The U.S. is one of six NATO countries that continue to use animals for military training despite modern trauma-training technology being widely available, according to a new international survey. Of the 28 NATO countries, 6 of them – Canada, Denmark, Norway, Poland, the U.K., and the U.S.— reported using animals in invasive and often deadly procedures on animals for military training.
The U.S. Army continues to shoot, slice and kill more than 10,000 live animals in trauma-training exercises practice despite a letter from legislators in 2009 that pointed out that doing so defies a joint U.S. Army regulation dating back to 2005, according to a report by Melissa Suran of the Medill News Service.

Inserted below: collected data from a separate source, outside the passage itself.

PR #924, opened 2020-12-28
Saleor 1712 dashboard unable to handle empty channel list

MarekChoinski:
I want to merge this change because... it handles empty channels on:
- homepage
- `/dashboard/channels`
- `/dashboard/orders`
- `/dashboard/products`

NOTE: Tested by mocking up response to `[{"data": {"channels": []}}]` on `AppChannelContext.tsx`.

### Screenshots

image

### Pull Request Checklist

### Test environment config

### DIFF
--- a/src/categories/views/CategoryDetails.tsx
+++ b/src/categories/views/CategoryDetails.tsx
@@ -6,7 +6,6 @@ import useAppChannel from "@saleor/components/AppLayout/AppChannelContext";
 import NotFoundPage from "@saleor/components/NotFoundPage";
 import Skeleton from "@saleor/components/Skeleton";
 import { WindowTitle } from "@saleor/components/WindowTitle";
-import { channelDetailsFragment } from "@saleor/fragments/channels";
 import useBulkActions from "@saleor/hooks/useBulkActions";
 import useNavigator from "@saleor/hooks/useNavigator";
 import useNotifier from "@saleor/hooks/useNotifier";
--- a/src/categories/views/CategoryDetails.tsx
+++ b/src/categories/views/CategoryDetails.tsx
@@ -4,7 +4,9 @@ import DeleteIcon from "@material-ui/icons/Delete";
 import ActionDialog from "@saleor/components/ActionDialog";
 import useAppChannel from "@saleor/components/AppLayout/AppChannelContext";
 import NotFoundPage from "@saleor/components/NotFoundPage";
+import Skeleton from "@saleor/components/Skeleton";
 import { WindowTitle } from "@saleor/components/WindowTitle";
+import { channelDetailsFragment } from "@saleor/fragments/channels";
 import useBulkActions from "@saleor/hooks/useBulkActions";
 import useNavigator from "@saleor/hooks/useNavigator";
 import useNotifier from "@saleor/hooks/useNotifier";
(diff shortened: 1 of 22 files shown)


src/home/views/index.tsx
```diff
@@ -8,57 +9,64 @@ import { orderListUrl } from "../../orders/urls";
...
 import HomePage from "../components/HomePage";
-import { HomePageQuery } from "../queries";
+import { useHomePage } from "../queries";
 
 const HomeSection = () => {
   const navigate = useNavigator();
   const { user } = useUser();
   const { channel } = useAppChannel();
 
+  const noChannel = !channel && typeof channel !== "undefined";
```
mmarkusik, line 19: I'd rather see this as a positive const, such as `channelExists` or `hasChannel`, especially since most places we use it, it's negated. Besides that it seems easier to overall think of positives +- negation, rather than negatives +- negation (that more easily created negated negative), don't you think?

src/home/views/index.tsx
```diff
@@ -8,57 +9,64 @@ import { orderListUrl } from "../../orders/urls";
...
-          ordersToFulfill={maybe(() => data.ordersToFulfill.totalCount)}
-          productsOutOfStock={maybe(() => data.productsOutOfStock.totalCount)}
-          userName={getUserName(user, true)}
-          userPermissions={user?.userPermissions || []}
-        />
-      )}
-    </HomePageQuery>
+    <HomePage
+      activities={data?.activities.edges.map(edge => edge.node).reverse()}
+      orders={!noChannel ? data?.ordersToday.totalCount : 0}
```
mmarkusik, line 31: I think in this case HomePage component should have a default when orders is undefined. Then it also doesn't require to check if `!noChannel`

src/home/views/index.tsx
```diff
@@ -8,57 +9,64 @@ import { orderListUrl } from "../../orders/urls";
...
+      sales={maybe(() => data?.salesToday.gross)}
+      topProducts={
+        !noChannel ? data?.productTopToday.edges.map(edge => edge.node) : null
```
mmarkusik, line 34: Same as above

src/home/views/index.tsx
```diff
@@ -8,57 +9,64 @@ import { orderListUrl } from "../../orders/urls";
...
+        )
+      }
+      onProductsOutOfStockClick={() =>
+        navigate(
+          productListUrl({
+            stockStatus: StockAvailability.OUT_OF_STOCK
+          })
+        )
+      }
+      ordersToCapture={!noChannel ? data?.ordersToCapture.totalCount : 0}
```
mmarkusik, line 63: 63-65 same as above

src/home/views/index.tsx
```diff
@@ -8,57 +9,64 @@ import { orderListUrl } from "../../orders/urls";
...
+      ordersToFulfill={!noChannel ? data?.ordersToFulfill.totalCount : 0}
+      productsOutOfStock={!noChannel ? data?.productsOutOfStock.totalCount : 0}
+      userName={getUserName(user, true)}
+      userPermissions={user?.userPermissions || []}
```
mmarkusik, line 67: Also should be default in home page

src/index.tsx
```diff
@@ -145,7 +145,7 @@ const Routes: React.FC = () => {
   return (
     <>
       <WindowTitle title={intl.formatMessage(commonMessages.dashboard)} />
-      {channel &&
+      {typeof channel !== "undefined" &&
```
mmarkusik, line 148: Would happily see those 4 &&'s moved to a const with a nice name

src/orders/views/OrderList/OrderList.tsx
```diff
@@ -71,6 +71,8 @@ export const OrderList: React.FC<OrderListProps> = ({ params }) => {
 
   const { channel, availableChannels } = useAppChannel();
 
+  const noChannel = !channel && typeof channel !== "undefined";
```
mmarkusik, line 74: Same as before

src/home/components/HomePage/HomePage.tsx
```diff
@@ -99,7 +103,9 @@ const HomePage: React.FC<HomePageProps> = props => {
                   />
                 }
               >
-                {sales ? (
+                {noChannel ? (
```
mmarkusik, line 106: Maybe if there are three outcomes here, it'd be worth to just move it to a function? Chaining conditions makes it less readable. Also, would rather see this in positive, like channelExists + negation

src/home/views/index.tsx
```diff
@@ -8,57 +9,64 @@ import { orderListUrl } from "../../orders/urls";
...
 
 const HomeSection = () => {
   const navigate = useNavigator();
   const { user } = useUser();
   const { channel } = useAppChannel();
 
+  const noChannel = !channel && typeof channel !== "undefined";
+
+  const { data } = !noChannel
+    ? useHomePage({
```
orzechdev, line 22: I'm afraid conditionally using hook might cause React errors in the future - https://reactjs.org/docs/hooks-rules.html#only-call-hooks-at-the-top-level

mmarkusik (changes requested):

orzechdev (changes requested):

src/categories/views/CategoryDetails.tsx
```diff
@@ -210,166 +211,179 @@ export const CategoryDetails: React.FC<CategoryDetailsProps> = ({
...
-        onCategoryClick={id => () => navigate(categoryUrl(id))}
-        onDelete={() => openModal("delete")}
-        onImageDelete={() =>
-          updateCategory({
-            variables: {
-              id,
-              input: {
-                backgroundImage: null
-              }
+      {typeof channel !== "undefined" ? (
```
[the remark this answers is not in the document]
MarekChoinski: Nope, because `undefined` means that channels are not loaded yet and `null` means that there are no channels.

`!channels === (channels === null || channels === 'undefined')`, but `null !== 'undefined'`

src/home/views/index.tsx
MarekChoinski: I left `noChannel` after the refactor in which I added default props in `HomePage`. In this component it's mostly positive value. What do you think?

src/home/views/index.tsx
```diff
@@ -1,64 +1,69 @@
...
   const navigate = useNavigator();
   const { user } = useUser();
   const { channel } = useAppChannel();
 
+  const noChannel = !channel && typeof channel !== "undefined";
+
+  const { data } = useHomePage({
+    displayLoader: true,
+    variables: { channel: channel?.slug },
+    skip: false
```
orzechdev, line 24: I think query is not skipped by default, so passing `skip: false` seems to be redundant. If the query shouldn't be made, when the channel isn't available, can it be `skip: noChannel`?

MarekChoinski: Ah yes, sorry. I forgot to change it after testing

mmarkusik (approved):

orzechdev (approved):

jwm0 (changes requested):
I clicked through the dashboard and there's a lot of pages that do not work because they "cannot read property id of undefined". Please check where we use `channel.id` and replace it with `channel?.id`. Products/categories/orders/discounts should be accessible

jwm0 (approved):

Modern simulators that breathe and bleed are better than animal laboratories at preparing doctors and medics for work in the field, according to the study.
The other 22 NATO countries— Albania, Belgium, Bulgaria, Croatia, the Czech Republic, Estonia, France, Germany, Greece, Hungary, Iceland, Italy, Latvia, Lithuania, Luxembourg, the Netherlands, Portugal, Romania, Slovakia, Slovenia, Spain, and Turkey — confirmed that they don’t use animals in military medical training.
The survey was carried out by researchers at People for the Ethical Treatment of Animals (PETA) in collaboration with current and former military medical personnel.
The study was published in the August 2012 issue of Military Medicine, the journal of the Association of Military Surgeons of the U.S.